Der Unternehmer Clay Clark aus Oklahoma lädt zu seinen „Konferenzen für Gesundheit und Freiheit“ Tausende Menschen ein und rät ihnen von Corona-Impfungen ab. Zahlreiche Spender des ehemaligen Präsidenten sowie der in Ungnade gefallene Ex-General Michael Flynn, der unter Trump für kurze Zeit Nationaler Sicherheitsberater war, führen die Bewegung „ReAwaken America“ an, zu deutsch: „Amerika, wach wieder auf!“. Auch sie versuchen, ihren Zuhörern Impfungen auszureden.
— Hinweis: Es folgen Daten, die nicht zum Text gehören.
PR #135, opened 2025-03-22
lang: add dynamic tuple indexing

zerbina:
## Summary

Extend `At` to also allow tuple values as the first operand. If the
tuple is homogeneous, the expression has the type of the tuple element,
otherwise it's a union of all possible element types.

## Details

* add a typing rule for `At` with tuples
* add reduction rules for `At` and `With` covering tuples
* implement `At` support for tuple values in `source2il`
* fix a bug with `source2il.align` that resulted in the wrong value
  being returned (the mask was computed incorrectly)

`At` with a tuple operand never yields a mutable lvalue, even if the
input is one, as it'll make the future initial implementation of
pattern matching easier, but this decision is subject to change.

---

## Notes For Reviewers
* depends on #122 to work

### DIFF
--- a/languages/source.nim
+++ b/languages/source.nim
@@ -296,7 +296,7 @@ const lang* = language:
     # of types
     case list
     of [typ_1, *typ_2]:
-      if typ_1 in typ_2:
+      if contains(typ_2, typ_1):
         # it's a duplicate; skip
         unionOfAux(typ_2, accum)
       else:
--- a/languages/source.nim
+++ b/languages/source.nim
@@ -288,6 +288,28 @@ const lang* = language:
     of type(typ): true
     of typ:       false
 
+  func unionOfAux(list: *typ, accum: typ) -> typ =
+    # `TupleTy` is used as the accumulator, because it can hold any number
+    # of types
+    case list
+    of [typ_1, *typ_2]:
+      if typ_1 in typ_2:
+        # it's a duplicate; skip
+        unionOfAux(typ_2, accum)
+      else:
+        case accum
+        of TupleTy(*typ_3):
+          unionOfAux(typ_2, TupleTy(...typ_3, typ_1))
+    else:
+      accum
+
+  func unionOf(list: *typ) -> typ =
+    case unionOfAux(list, TupleTy())
+    of TupleTy(typ_1, +typ_2):
+      UnionTy(typ_1, ...typ_2)
+    of TupleTy(typ_1):
+      typ_1
+
   inductive types(inp C, inp e, out typ):
     axiom "S-int",   C, IntVal(n), IntTy()
     axiom "S-float", C, FloatVal(r), FloatTy()
@@ -349,6 +371,11 @@ const lang* = language:
       premise mtypes(C_1, e_2, IntTy())
       where SeqTy(typ_2), typ_1
       conclusion C_1, At(e_1, e_2), mut(typ_2)
+
+    rule "S-at-tuple":
+      premise mtypes(C_1, e_1, TupleTy(+typ_2))
+      premise mtypes(C_1, e_2, IntTy())
+      conclusion C_1, At(e_1, e_2), unionOf(typ_2)
 
     rule "S-asgn":
       premise types(C_1, e_1, mut(typ_1))
@@ -763,13 +790,27 @@ const lang* = language:
       let val_2 = val_1[n_1]
       conclusion At(array(*val_1), IntVal(n_1)), val_2
 
+    rule "E-at-tuple":
+      condition 0 <= n_1
+      condition n_1 < len(val_1)
+      let val_2 = val_1[n_1]
+      conclusion At(TupleCons(*val_1), IntVal(n_1)), val_2
+
     rule "E-at-out-of-bounds":
       condition n_1 < 0 or len(val_1) <= n_1
       conclusion At(array(*val_1), IntVal(n_1)), Unreachable()
 
+    rule "E-at-tuple-out-of-bounds":
+      condition n_1 < 0 or len(val_1) <= n_1
+      conclusion At(TupleCons(*val_1), IntVal(n_1)), Unreachable()
+
     rule "E-with-out-of-bounds":
       condition n_1 < 0 or len(val_1) <= n_1
       conclusion With(array(*val_1), n_1, val_2), Unreachable()
+
+    rule "E-with-tuple-out-of-bounds":
+      condition n_1 < 0 or len(val_1) <= n_1
+      conclusion With(TupleCons(*val_1), n_1, val_2), Unreachable()
 
     axiom "E-not-false", Call(Ident("not"), False), True
     axiom "E-not-true",  Call(Ident("not"), True),  False
--- a/passes/source2il.nim
+++ b/passes/source2il.nim
@@ -151,7 +151,7 @@ using
 
 func align(val: SizeUnit, to: SizeUnit): SizeUnit =
   ## Rounds `val` to the multiple of `to`, the latter must be a power of two.
-  let mask = val - 1
+  let mask = to - 1
   (val + mask) and not mask
 
 template `+`(t: SemType, a: set[ExprFlag]): ExprType =
--- a/passes/source2il.nim
+++ b/passes/source2il.nim
@@ -583,24 +583,71 @@ proc genTypeBoundOp(c; op: TypeAttachedOp, typ: SemType): uint32 =
     else:
       unreachable() # no copy procedure needed
   of opAt:
-    # at(s: seq(T), index: int) -> pointer
-    procTy = SemType(kind: tkProc, elems: @[pointerType, typ, prim(tkInt)])
-    params.add 0
-    params.add 1
-    locals.add typ
-    locals.add prim(tkInt)
+    case typ.kind
+    of tkSeq:
+      # at(s: seq(T), index: int) -> pointer
+      procTy = SemType(kind: tkProc, elems: @[pointerType, typ, prim(tkInt)])
+      params.add 0
+      params.add 1
+      locals.add typ
+      locals.add prim(tkInt)
 
-    let
-      s   = newLocal(0)
-      idx = newLocal(1)
+      let
+        s   = newLocal(0)
+        idx = newLocal(1)
 
-    body = IrNode(kind: Stmts)
-    body.add newIf(
-      c.newIntOp(Le, newIntVal(0), idx),
-      newIf(
-        c.newIntOp(Lt, idx, newFieldExpr(s, 0)),
-        newReturn(newAddr(c.genSeqAccess(s, idx, typ)))))
-    body.add newUnreachable()
+      body = IrNode(kind: Stmts)
+      body.add newIf(
+        c.newIntOp(Le, newIntVal(0), idx),
+        newIf(
+          c.newIntOp(Lt, idx, newFieldExpr(s, 0)),
+          newReturn(newAddr(c.genSeqAccess(s, idx, typ)))))
+      body.add newUnreachable()
+    of tkTuple:
+      # at(s: tuple, index: int, tmp: pointer) -> pointer
+      let (ret, folded) = unionOf(typ.elems)
+      procTy = SemType(kind: tkProc,
+                       elems: @[pointerType, typ, prim(tkInt), pointerType])
+      params.add 0
+      params.add 1
+      params.add 2
+      locals.add typ
+      locals.add prim(tkInt)
+      locals.add pointerType
+      locals.add prim(tkBool) # temporary
+      let
+        tup = newLocal(0)
+        idx = newLocal(1)
+        res = newDeref(c.typeToIL(ret), newLocal(2))
+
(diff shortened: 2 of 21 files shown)


zerbina:
After having pushed the branch, I've realized that there's a better static semantics possible than the one used now.

Instead of being typed as the union type created from the set of all tuple element types, `At` should be typed as the *common type* of the tuple elements, but with introduction/merging of `UnionTy`, such that:
* the common type between `UnionTy(IntTy, FloatTy)` and `UnitTy` is `UnionTy(IntTy, FloatTy, UnitTy)`
* the common type between `UnionTy(IntTy, FloatTy)` and `UnionTy(FloatTy, UnitTy)` is `UnionTy(IntTy, FloatTy, UnitTy)`
* the common type between `FloatTy` and `IntTy` is `UnionTy(FloatTy, IntTy)`

A consequence of using the above semantics is that there would be no nested union in `t04_tuple_at_10.test` and `t04_tuple_at_11.test`.

zerbina:
Separate from the above, there's something more general to think about.

When viewing types as nothing more than sets of values, arrays are nothing more than heterogeneous tuples, with an array constructor being the type equivalent of exponentiation:
1. `type ^ 0 = unit`
2. `type ^ 1 = type`
3. `type ^ 2 = type * type` (i.e., a binary tuple / pair)
4. `type ^ n = type * type * type * ...` (i.e., an n-ary tuple)

This perspective is quite neat, because applying it to the source language would mean that there needs to be no standalone array type (dedicated constructors for homogeneous tuples and tuple types will still be needed).

The problem: the current source language doesn't view type as just sets of values. Examples:
1. `(UnionTy (IntTy) (UnionTy (IntTy) (FloatTy)))` != `(UnionTy (IntTy) (FloatTy))`
2. `(TupleTy (IntTy))` != `(IntTy)`

In both cases, both types represent the exact same set of values, but the types are considered not equal. Number 1 was a deliberate choice (to allow for better composition, especially once type inference, type variables, and type parameters are added), number 2 less so.

Nothing of the above is a blocker for this PR, but it does hint at the current type theory not being formal / principled enough.

zerbina:
> After having pushed the branch, I've realized that there's a better static semantics possible than the one used now.

Hm, upon trying us use the mentioned semantics, I realized that it's only feasible when nested unions are allowed. While not impossible for `source2il` to implement these semantics, it - given the current `source2il` union implementation - would potentially require a lot of repacking at run-time, which I think is not right.

I'm aware that I advocated for the `UnionTy` constructor not flattening the resulting union in the past, but I think this design choice needs to be revisited. My recommendation is to wait until there's at least one kind of type in the language that can have a subtype relationship with a non-union, non-void type, so that the `a + b` case where `a` is a sub- or super-type of `b` can be considered in the decision-making process.

zerbina:
There was a subtle issue with the `source2il` implementation of `At` regarding the evaluation order, which I've now fixed. Consider:
```
(Exprs
  (Decl x (TupleCons (TupleCons 1 2)))
  (At
    (At x 3)
    (If true (Return 10) 1)))
```
The inner tuple access is an out-of-bounds access (the tuple only has two elements). However, according to the language definition, this snippets evaluates to 10.

This is because `At` uses "layered evaluation", that is, the non-lvalue operands of the total lvalue expression (in this case `(At (At ... ...) ...)`) are evaluated first, and afterwards the lvalue expression is collapsed. Since the outer `At`'s index expression reduces to a `Return`, collapsing the lvalue expression (and thus the index check) never takes place.

Somewhat counterintuitively, inlining the tuple construction into the the inner `At` would make the snippet reduce to an `Unreachable` (I've added tests for these cases).

`source2il` previously produced code that always used eager evaluation, which is now fixed, albeit in a rather hack-y fashion. I'm not too worried about the hack-y nature of the fix, however, as it's easy to do properly with a new IL that encodes the expected layered evaluation.

The evaluation order of `At` needs to be revisited the future, but for now, I believe the semantics to be fine.

saem:
> Separate from the above, there's something more general to think about.
> 
> When viewing types as nothing more than sets of values, arrays are nothing more than heterogeneous tuples, with an array constructor being the type equivalent of exponentiation:

I'd thought about this before when I was thinking about reworking numskull's type system, but I can't find the relevant gist which enumerated all the types I'd thought through, where my thinking left off was:

There are a few major points around "vector types" (array, tuple, etc), as opposed to "scalar" (bool, int, char, etc), that "vector types" have:

- mixture: heterogeneous or homogeneous elements (i.e. `array` vs `tuple`)
- indexing:
  - computed: homogeneous types have fixed width simplified indexing `offset? + num * element_width` minimal static info, while
  - lookup: heterogeneous types have variable width map based indexing `offset? + index_lookup(num)` K/V static info
- ordering: index and fields are ordered for arrays, sequences, tuples, while not for objects
- sizing: are growable or statically sized (i.e. `seq` vs `array`)

The above gives us the following:

|name|mixture|indexing|ordering|sizing|
|------|-------|---------|--------|------|
|array|homogeneous|computed|ordered|fixed|
|enum array|homogeneous|lookup|ordered|fixed|
|sequence|homogeneous|computed|ordered|variable|
|tuple|heterogeneous|lookup|ordered|fixed|
|object|heterogeneous|lookup|unordered|fixed|
|1???|heterogeneous|lookup|unordered|variable|
|2???|heterogeneous|lookup|ordered|variable|

Note 1: I'm only using `sequence` here because of familiarity with the term, but I'm not convinced it's the best term for the kind itself.

Of course these aren't all the permutations, but that's because a bunch of the combinations aren't that useful in reality, a homogeneous, fixed width, unordered, lookup structure is not meaningfully better than an ordered one (enum array). Who knows, maybe I'll be proven wrong in the future. `1???` and `2???` feel like memristors, postulated about for some time, but we lack the technology/understanding to realize them, I have my suspicions as to where they're hiding though.

I'm inclined to call all these types "vector" types (kinds?) as each field can be considered a dimension, sometimes all the dimensions can be the same (e.g. spatial dimensions in 3D), sometimes they can vary (e.g. 4D 3 spatial dimensions + time).

I'm sharing the above to show how our thinking seems to be in the same neighbourhood, but I was approaching it more from a property/taxonomy point of view, and you're seeing what I believe is the same problem/opportunity more from a type theoretic point of view (this is might be splitting hairs, sorry).

> 
> 1. `type ^ 0 = unit`
> 2. `type ^ 1 = type`
> 3. `type ^ 2 = type * type` (i.e., a binary tuple / pair)
> 4. `type ^ n = type * type * type * ...` (i.e., an n-ary tuple)
> 
> This perspective is quite neat, because applying it to the source language would mean that there needs to be no standalone array type (dedicated constructors for homogeneous tuples and tuple types will still be needed).
> 
> The problem: the current source language doesn't view type as just sets of values. Examples:
> 
> 1. `(UnionTy (IntTy) (UnionTy (IntTy) (FloatTy)))` != `(UnionTy (IntTy) (FloatTy))`
> 2. `(TupleTy (IntTy))` != `(IntTy)`
> 
> In both cases, both types represent the exact same set of values, but the types are considered not equal. Number 1 was a deliberate choice (to allow for better composition, especially once type inference, type variables, and type parameters are added), number 2 less so.

Yup, I remember that discussion and decision and I think it was quite principled at the time, and still think it holds up today.

As I said above, I think our thinking is probably converging towards a similar place, we're likely missing some type theory bits. I'm reminded of how, in linear algebra or vector mathematics, the scalar `1` and the matrix or vector `[1]` are almost equivalent, but it does break down for various operations. We might need to look at things from an operational perspective (operation plus data) rather than strictly a data type perspective, that seems to hint towards the benefits of a more structural first view of types (as opposed to nominal first).

With that said, perhaps there is an operation, like "normalize", or "reduce" but I hope you get the idea, that takes the LHS of 1 and products the RHS of 1, meaning a `normalized_equality`, or the like, could exist where 1 becomes true for that new equality, but not the current equality operator being used in 1 at present.

> Nothing of the above is a blocker for this PR, but it does hint at the current type theory not being formal / principled enough.

languages/source.nim
```diff
@@ -291,6 +291,28 @@ const lang* = language:
...
+        # it's a duplicate; skip
+        unionOfAux(typ_2, accum)
+      else:
+        case accum
+        of TupleTy(*typ_3):
+          unionOfAux(typ_2, TupleTy(...typ_3, typ_1))
+    else:
+      accum
+
+  func unionOf(list: *typ) -> typ =
```
saem, line 309: Ah, so this "flattens the union", or canonicalizes/normalizes it, meaning an operation resulting in the smallest type representation that still matches the same types as the previous one.

It _might_ be worth renaming to `normalizeUnion`, or derivative, but I'm not convinced and/or don't feel too strongly about it.

languages/source.nim
```diff
@@ -775,10 +802,20 @@ const lang* = language:
       let val_2 = val_1[n_1]
       conclusion At(array(*val_1), IntVal(n_1)), val_2
 
+    rule "E-at-tuple":
+      condition 0 <= n_1
```
saem, line 806: Perhaps it's just me, but I still find this "backwards", and need to mentally flip this to `n_1 >= 0` in order to understand it.

Soft comment, doesn't need to change, just wondering if you trip up on this too?

saem (approved):
LGTM

Minor comments, but nothing that's a blocker.

languages/source.nim
zerbina: > Ah, so this "flattens the union", or canonicalizes/normalizes it, meaning an operation resulting in the smallest type representation that still matches the same types as the previous one.

Hmm, not quite. I think a more accurate description would be "treat this unordered *list* of types as a *set* (meaning no duplicates) and create a `UnionTy` from it". So it's not `union -> union`, but rather `bag of types -> maybe union`.

I'd have preferred the "smallest type" operation, but that'd be problematic for multiple reasons (one of them outlined [here](https://github.com/nim-works/phy/pull/135#issuecomment-2746413647)).

languages/source.nim
zerbina: > Soft comment, doesn't need to change, just wondering if you trip up on this too?

Yea, I still trip on it sometimes, though I'm getting somewhat used to this notation, as "upper and lower bound for `x`" is often written `lb <= x <= ub` in the literature.

The only reason I'm using the "constant before variable" notation here is because the meta-language has no `>=` function :D. There's no reason for the meta-language to not have it -- the current notation just didn't bother me enough to PR `>` and `>=`.

zerbina:
> There are a few major points around "vector types" (array, tuple, etc), as opposed to "scalar" (bool, int, char, etc), that "vector types" have:

I like the idea of calling aggregate types like arrays, tuples, etc. "vector types". Some additional thoughts:
* I think it may be better to only call types where the elements are ordered by their *position* (so arrays, tuples, etc.), since - from what I've seen - dimensions of vectors are understood to be ordered
* "order" is also a property I intuitively thought of, but unordered vs. ordered might be too broad, as it gives rise to the questions "order between what? (position, value, name, etc.) and "what type of order? (partial, total, etc.)". Maybe this is not important/relevant in practice

> We might need to look at things from an operational perspective (operation plus data) rather than strictly a data type perspective

I agree.

> With that said, perhaps there is an operation, like "normalize", or "reduce" but I hope you get the idea, that takes the LHS of 1 and products the RHS of 1, meaning a `normalized_equality`, or the like, could exist where 1 becomes true for that new equality, but not the current equality operator being used in 1 at present.

I'm not sure I understand what you mean. Do you mean an equality operator that - in the context of unions - "normalizes" the unions prior to comparison?

saem:
> > There are a few major points around "vector types" (array, tuple, etc), as opposed to "scalar" (bool, int, char, etc), that "vector types" have:
> 
> I like the idea of calling aggregate types like arrays, tuples, etc. "vector types". Some additional thoughts:
> 
> * I think it may be better to only call types where the elements are ordered by their _position_ (so arrays, tuples, etc.), since - from what I've seen - dimensions of vectors are understood to be ordered
> * "order" is also a property I intuitively thought of, but unordered vs. ordered might be too broad, as it gives rise to the questions "order between what? (position, value, name, etc.) and "what type of order? (partial, total, etc.)". Maybe this is not important/relevant in practice

Having "vector types" as a name for types that are ordered (where indices/field order indicate data/memory layout order, forgiving initial and/or trailing offsets or padding/alignment) seems entirely reasonable. That is to say, I do agree that the intuitive definition of vector from math, 3d graphics, etc... all indicate an ordering of dimensions.

The alternative/extra names I came up with was "row types" for both ordered and unordered (key/fields), where "vector types" and "record types" would be subsets taking ordered and unordered variants under them.

> > With that said, perhaps there is an operation, like "normalize", or "reduce" but I hope you get the idea, that takes the LHS of 1 and [produces] the RHS of 1, meaning a `normalized_equality`, or the like, could exist where 1 becomes true for that new equality, but not the current equality operator being used in 1 at present.
> 
> I'm not sure I understand what you mean. Do you mean an equality operator that - in the context of unions - "normalizes" the unions prior to comparison?

Yup, a special equality operator which "normalizes" all operands (types) prior to comparison is what I meant.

Die Ärztin Dr. Simone Gold, die wegen ihrer Teilnahme an dem blutigen Aufstand im Kapitol am 6. Januar angeklagt wurde, geht sogar noch weiter. Als prominentes Mitglied der Bewegung „America’s Frontline Doctors“ schimpft sie ebenfalls auf die Impfstoffe und verdient an ihren Ratschlägen dazu noch gutes Geld: Wer bei ihr für 90 Dollar einen kurzen Video-Termin bucht, für den ist sie gern bereit, ein Rezept für ihre „alternativen Therapien“ zu verschreiben.

Der führende US-Immunologe Anthony Fauci glaubt, dass kein Ende der „Pandemie der Ungeimpften“, wie er sie nennt, in Sicht ist, solange weniger als 60% der 330 Millionen US-Bürger beide Spritzen bekommen haben.